The episode is also notable for beginning the series' Beetlejuice gag, in a character uttering the name "Beetlejuice"; in the self-titled 1988 film, animated series, and musical, the character of Betelgeuse (Beetlejuice) would suddenly enter the scene whenever someone said his name three times, with the name next being uttered in "Cooperative Calligraphy", and again for a final time in "Horror Fiction in Seven Spooky Steps", immediately after which Beetlejuice himself (portrayed by an uncredited extra) walks by in the background, paying off the gag.

==Reception==
===Ratings===
In its original American broadcast, "Communication Studies" was viewed by an estimated 5.15 million people, with a Nielsen rating/share of 2.3/7 in the 18–49 demographic.

===Reviews===
"Communication Studies" received mostly positive reviews from critics.

Jonah Krakow of IGN said "There was plenty to love about this episode, including some great interaction between Jeff and Britta, some spot-on pop culture quips from Abed and some hilarious character work from Troy, Pierce and Senor Chang." He gave the episode an 8.8/10 rating. Jason Hughes of AOL TV said, "Suddenly I want to spend at least 40 more minutes in the world of 'Community' after tonight's episode... Jeff and Abed tore it up with one of the most bizarre drunk montages I've ever seen, culminating with Abed in the absolute best 'aftermath' position I've ever seen. Eric Hochberger of TV Fanatic gave the episode a 4.0/5 rating, saying "The main story line was not only hilarious, but also strong in terms of cementing Jeff's relationship with Slater and pushing off any potential Britta-Jeff pairing for seasons. That's kind of a good thing because we don't need yet another show based on sexual tension."
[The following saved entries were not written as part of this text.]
PR #2591, opened 2022-09-22
Add "fill_fractional_output_at"

garbageslam:
This adds a helper function "fill_fractional_output_at" which can help someone using an SCI to figure out exactly how much to fill it to get the desired amount of some output.

We probably need to create more helper functions as well for dealing with collections of SCIs, but in the interest of trying to keep this PR small, we're just adding one function with tests here.


garbageslam:
I think we should close this, I think this API isn't actually going to be very useful.
Need to start again from scratch

PR #2595, opened 2022-09-22
Create db cleaner executable

samdealy:
### Motivation

This PR creates the executable that cleans up the egress keys. Right now, it only implements the dry run functionality, which prints out the keys to the screen. 

### Future Work
* The next PR will handle the non-dry run scenario, which will make changes to the ingest_invocation table.

### DIFF
--- a/fog/sql_recovery_db/cleanup/src/config.rs
+++ b/fog/sql_recovery_db/cleanup/src/config.rs
@@ -1,0 +1,20 @@
+// Copyright (c) 2018-2022 The MobileCoin Foundation
+
+//! Specifies configuration for the Fog SQL Recovery DB cleanup binary.
+
+use clap::Parser;
+use serde::Serialize;
+
+/// Configuration parameters for the Fog SQL recovery DB cleanup task.
+#[derive(Clone, Parser, Serialize)]
+#[clap(version)]
+pub struct SqlRecoveryDbCleanupConfig {
+    /// If set to true, performs cleanup task for unused egress keys.
+    #[clap(long)]
+    pub egress_keys: bool,
+
+    /// If set to true, prints out any DB entries that would be cleared by the
+    /// command and doesn't execute the deletion.
+    #[clap(long)]
+    pub dry_run: bool,
+}
--- a/fog/sql_recovery_db/cleanup/src/main.rs
+++ b/fog/sql_recovery_db/cleanup/src/main.rs
@@ -1,0 +1,30 @@
+// Copyright (c) 2018-2022 The MobileCoin Foundation
+
+//! Runs a cleanup utility for the Fog Sql Recovery DB.
+
+use crate::{config::SqlRecoveryDbCleanupConfig, db_cleaner::DbCleaner};
+use chrono::Duration;
+use clap::Parser;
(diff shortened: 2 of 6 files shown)


fog/sql_recovery_db/cleanup/src/config.rs
```diff
@@ -0,0 +1,20 @@
...
+use clap::Parser;
+use serde::Serialize;
+
+/// Configuration parameters for the Fog SQL recovery DB cleanup task.
+#[derive(Clone, Parser, Serialize)]
+#[clap(version)]
+pub struct SqlRecoveryDbCleanupConfig {
+    /// If set to true, performs cleanup task for unused egress keys.
+    #[clap(long)]
+    pub egress_keys: bool,
```
garbageslam, line 14: maybe this should be the other way, so, cleanup of these should happen unless you opt out explicitly? I think usually you would want to do this

garbageslam (approved):

fog/sql_recovery_db/cleanup/src/config.rs
samdealy: I would normally agree, but James mentioned that this tool might be used for other types of DB cleanups. In that scenario, there might be multiple types of cleanups, and I think it might be better to have the Ops engineer specify exactly what type of cleanup they want. That said, happy to change it this perspective isn't convincing.

fog/sql_recovery_db/cleanup/src/config.rs
```diff
@@ -0,0 +1,20 @@
...
+
+use clap::Parser;
+use serde::Serialize;
+
+/// Configuration parameters for the Fog SQL recovery DB cleanup task.
+#[derive(Clone, Parser, Serialize)]
+#[clap(version)]
+pub struct SqlRecoveryDbCleanupConfig {
+    /// If set to true, performs cleanup task for unused egress keys.
+    #[clap(long)]
```
nick-mobilecoin, line 13: :facepalm: I saw `long` and thought this was storing a long int.... not that it was a long argument `--egress-keys`

fog/sql_recovery_db/cleanup/src/main.rs
```diff
@@ -0,0 +1,30 @@
...
+use chrono::Duration;
+use clap::Parser;
+use mc_common::logger::create_app_logger;
+use mc_fog_sql_recovery_db::SqlRecoveryDb;
+use std::env;
+
+mod config;
+mod db_cleaner;
+
+static EXPIRATION_DAYS: i64 = 2;
```
nick-mobilecoin, line 15: :thought_balloon: I think this could be a future PR if desired, should the expiration time and database_url be args as well.

nick-mobilecoin (approved):

fog/sql_recovery_db/cleanup/src/config.rs
samdealy: yeah, this is standard clap usage.

fog/sql_recovery_db/cleanup/src/main.rs
samdealy: Sounds good.

PR #2600, opened 2022-09-22
the rand folks accepted my patch, so we can use upstream trait now

garbageslam:


crypto/ring-signature/src/ring_signature/mlsag.rs
```diff
@@ -20,17 +20,6 @@ use crate::{
...
-/// A trait which implies RNGCore and CryptoRng
-///
-/// This is needed because &mut (dyn RngCore + CryptoRng) is not valid in rust
-/// right now and we need this to make the ring signer trait work as desired
-//
-// Note: This trait can go away if it is upstreamed to rand-core:
-// https://github.com/rust-random/rand/pull/1230
-pub trait CryptoRngCore: RngCore + CryptoRng {}
-
-impl<T> CryptoRngCore for T where T: RngCore + CryptoRng {}
```
garbageslam, line 32: removing this is the point of this PR

nick-mobilecoin (approved):

BrianCorbin (approved):

PR #2606, opened 2022-09-23
Update fog readme for new mob prompt behavior

nick-mobilecoin:
Also improved test utility postgres connection error reporting

### Future Work

[Soundtrack of this PR]()

### DIFF
--- a/fog/README.md
+++ b/fog/README.md
@@ -58,7 +58,10 @@ To run the unittest tests locally, you need to start a local postgres instance, 
 ./mob prompt
 
 # Start postgres
-service postgresql start
+supo service postgresql start
+
+# create a postgres user
+sudo -u postgres createuser --superuser $USER
 
 # Run the tests
 cargo test
--- a/fog/README.md
+++ b/fog/README.md
@@ -58,7 +58,7 @@ To run the unittest tests locally, you need to start a local postgres instance, 
 ./mob prompt
 
 # Start postgres
-supo service postgresql start
+sudo service postgresql start
 
 # create a postgres user
 sudo -u postgres createuser --superuser $USER
--- a/fog/sql_recovery_db/src/test_utils.rs
+++ b/fog/sql_recovery_db/src/test_utils.rs
@@ -100,7 +100,7 @@ impl SqlRecoveryDbTestContext {
                 .take(TOTAL_RETRY_COUNT),
             || PgConnection::establish(url),
         )
-        .unwrap_or_else(|_| panic!("Cannot connect to PG database '{}'", url))
+        .unwrap_or_else(|err| panic!("Cannot connect to PG database '{}: {}'", url, err))
     }
 }
 


nick-mobilecoin:
* master
  * **PR #2606** <a href="https://app.graphite.dev/github/pr/mobilecoinfoundation/mobilecoin/2606" target="_blank">Graphite</a>  👈

This comment was auto-generated by [Graphite](https://app.graphite.dev/github/pr/mobilecoinfoundation/mobilecoin/2606?utm_source=stack-comment).

fog/README.md
```diff
@@ -58,7 +58,10 @@ To run the unittest tests locally, you need to start a local postgres instance,
 ./mob prompt
 
 # Start postgres
-service postgresql start
+supo service postgresql start
```
wjuan-mob, line 61: Should this be sudo?

nick-mobilecoin: doh, thanks!

fog/README.md
```diff
@@ -58,7 +58,10 @@ To run the unittest tests locally, you need to start a local postgres instance,
 ./mob prompt
 
 # Start postgres
-service postgresql start
+sudo service postgresql start
+
+# create a postgres user
+sudo -u postgres createuser --superuser $USER
```
garbageslam, line 64: why is this not needed for circle ci i wonder?

nick-mobilecoin: My understanding is because `mob prompt` isn't used in CI.
The recent changes to `mob prompt` set some env variables, https://github.com/mobilecoinfoundation/mobilecoin/blob/master/mob#L211 
These get picked up by https://github.com/mobilecoinofficial/docker-rust-sgx-base/blob/main/entrypoint-builder-install.sh#L20

This means only if those env values are set will the user info propagate into the container, otherwise the containers run as before, which is as sudo

garbageslam: can we add this line to the entrypoint.sh instead?

nick-mobilecoin: @jgreat do you have thoughts on expanding the entrypoint.sh to create a postgres user, since it's looking at the user env already.

jgreat: We could put those pg bootstrapping steps in the entrypoint, but longer term we should look at extracting pg from the mob prompt container and utilize the GHA `services:` options for pg usage.  The pg container does all the boot strapping for you. 

We could extend mob prompt to wrap docker compose for external services required for local development.

jgreat: Actually we already do the user creation in the image build: https://github.com/mobilecoinofficial/docker-rust-sgx-base/blob/06741c8b14c3cd734ecc371874d9aafc272192b9/Dockerfile#L93-L96

Could add `service postgresql start` to the entrypoint.sh

jgreat (approved):
LGTM, but would be unnecessary if you add `service postgresql start` to the entrypoint.sh script in https://github.com/mobilecoinofficial/docker-rust-sgx-base.

If you do add the start to the entrypoint script, you may want to add instructions on testing out if the db is working here.

fog/README.md
nick-mobilecoin: that creates the `root` user, we need to create one for the localuser

wjuan-mob (approved):

fog/README.md
nick-mobilecoin: With #2607 and the comment of 
> onger term we should look at extracting pg from the mob prompt container and utilize the GHA services: options for pg usage. The pg container does all the boot strapping for you.

> We could extend mob prompt to wrap docker compose for external services required for local development.

I'm going to resolve and merge this.  Once that longer term solution happens it will require removing both postgres steps from the readme

PR #2623, opened 2022-09-28
Feature/circuit oram

wjuan-mob:
### Future Work

[Soundtrack of this PR]()


fog/ingest/enclave/impl/src/rng_store.rs
```diff
@@ -24,18 +24,18 @@ type KeySize = U32;
...
+type ObliviousRAMAlgo<OSC> = CircuitORAM4096Z2Creator<McRng, OSC>;
 
 // These are the requirements on the storage, this is imposed by the choice of
 // oram algorithm
 
 /// The storage data size which OSC must be able to support
 pub type StorageDataSize = U4096;
 /// The storage meta size which OSC must be able to support
-pub type StorageMetaSize = U64;
+pub type StorageMetaSize = U32;
```
garbageslam, line 38: this is going down because the bucket size is two now?

wjuan-mob: Yes. Because we're going from 16x4 to 16x2.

Emily VanDerWerff of The A.V. Club gave "Communication Studies" a 'B' and said the episode had too many plot twists: "It's the thing where you think there's going to be a standard sitcom plot twist that occurs, and then the show goes out of its way to show you that the standard plot twist didn't actually happen. Community tries it four or five times in tonight's episode, and by the end, it feels a little too much like piling on." VanDerWerff praised the show's ending and the handling of the Jeff-Britta dynamic: "what finally makes this one work for me is that last scene between Michelle, Jeff and Britta. Obviously, this show is going to push Jeff and Britta together at some point, but I appreciate a show that's willing to do this less because it's obligatory and more because it wants to toy with our expectations."